Trimess

Tuesday, March 6, 2012

GITTINGS/SALE VS TRIMET

Civil case to begin October 1, 2012

READ THE COURT FILING HERE!
KTP sues Trimet et al. for Sale and Gittings wrongful deaths

Problem: On April 24, 2010, Trimet set in motion what it has called the worst accident in its history. Driver Sandi L. Day made an illegal sweeping left turn in downtown Portland from the far right of two-lane, one-way Glisan Street. As she turned south onto Broadway, she drove her bus through a group of five unsuspecting young adults who were crossing Broadway in a signaled, protected crosswalk with the walk light. Two newlyweds were thrown clear; two young women died at the scene after the bus ran over them; and one young man survived with critical injuries after he was pinned behind the right front wheel of the bus.

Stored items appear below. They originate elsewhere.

PR #164, opened 2019-03-13
Prevent application status int overflow

blootsvoets:
The number of records cached is a bit theoretical (but not entirely out of reach), because it would require about 200 GB of storage. However, at 1000 Hz, recordsSent will exceed integer maximum value after 24 days, which is quite possible.

### DIFF
--- a/commons/monitor/application/application_record_counts.avsc
+++ b/commons/monitor/application/application_record_counts.avsc
@@ -5,8 +5,8 @@
   "doc": "Number of records cached or created.",
   "fields": [
     { "name": "time", "type": "double", "doc": "Device timestamp in UTC (s)." },
-    { "name": "recordsCached", "type": ["null", "int"], "doc": "Number of records currently being cached.", "default": null },
-    { "name": "recordsSent", "type": "int", "doc": "Number of records sent since application start." },
+    { "name": "recordsCached", "type": ["null", "long"], "doc": "Number of records currently being cached.", "default": null },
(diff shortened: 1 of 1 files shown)


commons/monitor/application/application_record_counts.avsc
```diff
@@ -5,8 +5,8 @@
   "doc": "Number of records cached or created.",
   "fields": [
     { "name": "time", "type": "double", "doc": "Device timestamp in UTC (s)." },
-    { "name": "recordsCached", "type": ["null", "int"], "doc": "Number of records currently being cached.", "default": null },
-    { "name": "recordsSent", "type": "int", "doc": "Number of records sent since application start." },
+    { "name": "recordsCached", "type": ["null", "long"], "doc": "Number of records currently being cached.", "default": null },
+    { "name": "recordsSent", "type": "long", "doc": "Number of records sent since application start." },
```
yatharthranjan: should we add long instead of replacing int ?

blootsvoets: IIRC, there was an issue earlier with AvroConnect if more than two union members were used. I don't recall the specifics though...

yatharthranjan: Will the recordsCached be backward compatible ?

blootsvoets: In JSON encoding: yes, ints will be correctly be parsed as longs.
In binary encoding: yes, ints will be correctly parsed as longs, because of their encoding format (variable length zig-zag encoding).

The father and mother of Danielle Sale, deceased, and Danielle’s injured boyfriend Erik Gittings, wanted something constructive to come from a catastrophe that has changed their lives forever. They saw a need to change the culture at Oregon’s largest transit district and make safety its overriding value. They were skeptical that would occur without the kind of thorough investigation that litigation can produce. And they wondered how they could obtain some measure of justice in the face of Oregon’s statutory cap on damages in lawsuits for injury and wrongful death caused by public bodies.
Response: Kirklin Thompson & Pope met repeatedly with the potential clients and listened carefully to them. They sat with them in their grief and loss. They obtained and reviewed the extensive police investigation of the crash. They learned the bus and rear-view mirror design substantially obscured the driver’s view to the left. On December 7, 2010, KTP sued Trimet, bus driver Day and top Trimet executives responsible for safety, the bus manufacturer, and the manufacturer of the driver’s side exterior rear view mirror. See the amended complaint in Sale and Gittings v. Trimet et al. and Trimet’s January, 2008, Training Bulletin Left-turn bus-pedestrian collisions on the rise.
Problem: During Ms. Day’s traffic case she called several Trimet trainers who testified she had acted properly in many aspects of her left turn that fatal night. One official testified he would have written her a commendation for making the courtesy stop that set her up to perform an illegal sweeping left turn across two lanes of traffic. Television videocameras were in court daily recording the proceedings, but the stations declined to produce copies of the witnesses’ testimony to KTP for potential use in its case against Trimet. The stations felt that Oregon’s media Shield Law, passed during the Watergate scandal to protect reporters and their confidential sources, let them keep their unpublished recordings private. KTP wanted the recordings as powerful evidence in case the witnesses changed parts of their testimony later.
Response: KTP brought a motion to compel production of the unpublished videotapes. It argued that the Shield Law contained an exception for recordings of witness testimony in open court; that the clear purpose of the Shield Law was to protect confidential sources not public witnesses; and that a trial court rule required the TV stations to provide copies of their courtroom recordings upon payment of the broadcaster’s reasonable expense. The trial court agreed, ordered the unpublished videotapes produced, and the Oregon Supreme Court turned down the broadcasters’ appeal. See KTP’s motion to compel production of the tapes and the Court’s Opinion and Order.
A trial is set to begin October 1, 2012.